*About this exercise:* Only the lines that contain the string "modernised" belong in the answer; pull them from the records.

Records from a dataset

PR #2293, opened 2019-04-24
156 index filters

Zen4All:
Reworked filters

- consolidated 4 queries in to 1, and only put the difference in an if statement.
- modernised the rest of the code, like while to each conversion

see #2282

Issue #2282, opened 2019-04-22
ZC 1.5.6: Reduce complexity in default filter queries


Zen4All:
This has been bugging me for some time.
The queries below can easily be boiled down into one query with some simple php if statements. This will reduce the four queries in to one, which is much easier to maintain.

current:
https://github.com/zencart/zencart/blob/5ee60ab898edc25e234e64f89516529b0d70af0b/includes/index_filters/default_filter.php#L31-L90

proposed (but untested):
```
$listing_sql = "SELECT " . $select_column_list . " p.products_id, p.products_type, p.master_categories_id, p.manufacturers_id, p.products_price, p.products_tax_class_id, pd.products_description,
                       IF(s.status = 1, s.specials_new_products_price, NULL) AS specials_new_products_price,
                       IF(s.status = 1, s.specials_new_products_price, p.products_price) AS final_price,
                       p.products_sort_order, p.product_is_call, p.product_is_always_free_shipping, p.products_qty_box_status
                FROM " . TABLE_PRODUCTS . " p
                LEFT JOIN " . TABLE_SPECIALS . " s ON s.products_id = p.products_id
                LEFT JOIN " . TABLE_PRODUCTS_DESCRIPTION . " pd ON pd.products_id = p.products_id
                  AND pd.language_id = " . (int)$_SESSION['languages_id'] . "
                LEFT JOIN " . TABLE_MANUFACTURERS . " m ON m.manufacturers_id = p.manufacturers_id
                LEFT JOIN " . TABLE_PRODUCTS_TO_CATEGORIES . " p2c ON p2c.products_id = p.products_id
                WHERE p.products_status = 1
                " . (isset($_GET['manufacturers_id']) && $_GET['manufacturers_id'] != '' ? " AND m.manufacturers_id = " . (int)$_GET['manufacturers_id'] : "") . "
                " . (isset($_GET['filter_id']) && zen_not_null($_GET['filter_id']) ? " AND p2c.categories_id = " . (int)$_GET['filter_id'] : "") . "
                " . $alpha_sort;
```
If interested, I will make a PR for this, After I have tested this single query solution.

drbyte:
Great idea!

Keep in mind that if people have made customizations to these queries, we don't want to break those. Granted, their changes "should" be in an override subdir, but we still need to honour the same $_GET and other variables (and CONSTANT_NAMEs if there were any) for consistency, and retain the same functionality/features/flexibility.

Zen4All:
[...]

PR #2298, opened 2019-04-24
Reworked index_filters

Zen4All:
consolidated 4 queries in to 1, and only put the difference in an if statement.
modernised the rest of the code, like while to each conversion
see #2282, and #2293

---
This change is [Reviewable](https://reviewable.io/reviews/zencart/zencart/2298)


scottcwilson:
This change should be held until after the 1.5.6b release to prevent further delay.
--
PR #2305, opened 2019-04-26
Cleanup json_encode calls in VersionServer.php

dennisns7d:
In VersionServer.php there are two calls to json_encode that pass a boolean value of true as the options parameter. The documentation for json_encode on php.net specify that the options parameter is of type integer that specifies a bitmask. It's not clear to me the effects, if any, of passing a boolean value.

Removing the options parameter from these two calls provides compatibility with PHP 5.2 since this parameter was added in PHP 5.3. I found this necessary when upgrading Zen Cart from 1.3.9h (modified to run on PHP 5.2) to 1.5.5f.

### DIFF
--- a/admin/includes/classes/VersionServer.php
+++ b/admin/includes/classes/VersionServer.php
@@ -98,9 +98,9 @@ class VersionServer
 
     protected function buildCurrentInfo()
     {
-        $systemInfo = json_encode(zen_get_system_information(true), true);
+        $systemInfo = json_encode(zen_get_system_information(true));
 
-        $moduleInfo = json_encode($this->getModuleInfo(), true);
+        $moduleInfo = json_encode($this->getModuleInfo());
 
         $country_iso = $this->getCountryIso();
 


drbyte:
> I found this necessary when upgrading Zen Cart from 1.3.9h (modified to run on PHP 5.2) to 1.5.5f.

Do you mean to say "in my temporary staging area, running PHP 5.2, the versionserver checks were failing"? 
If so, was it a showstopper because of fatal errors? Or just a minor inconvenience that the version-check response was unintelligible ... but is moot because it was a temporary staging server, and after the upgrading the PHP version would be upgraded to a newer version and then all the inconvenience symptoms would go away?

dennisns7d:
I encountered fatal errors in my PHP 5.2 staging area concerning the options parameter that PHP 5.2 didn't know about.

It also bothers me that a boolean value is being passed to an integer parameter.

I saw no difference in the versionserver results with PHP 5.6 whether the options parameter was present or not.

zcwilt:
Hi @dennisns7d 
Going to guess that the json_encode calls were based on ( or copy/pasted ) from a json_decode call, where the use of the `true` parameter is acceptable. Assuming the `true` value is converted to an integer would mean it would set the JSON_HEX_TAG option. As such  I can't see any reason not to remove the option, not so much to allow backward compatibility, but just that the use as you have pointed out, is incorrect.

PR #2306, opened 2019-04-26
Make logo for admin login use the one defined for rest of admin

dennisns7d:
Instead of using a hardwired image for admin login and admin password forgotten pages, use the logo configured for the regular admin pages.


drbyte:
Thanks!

*Response below:*
- modernised the rest of the code, like while to each conversion
modernised the rest of the code, like while to each conversion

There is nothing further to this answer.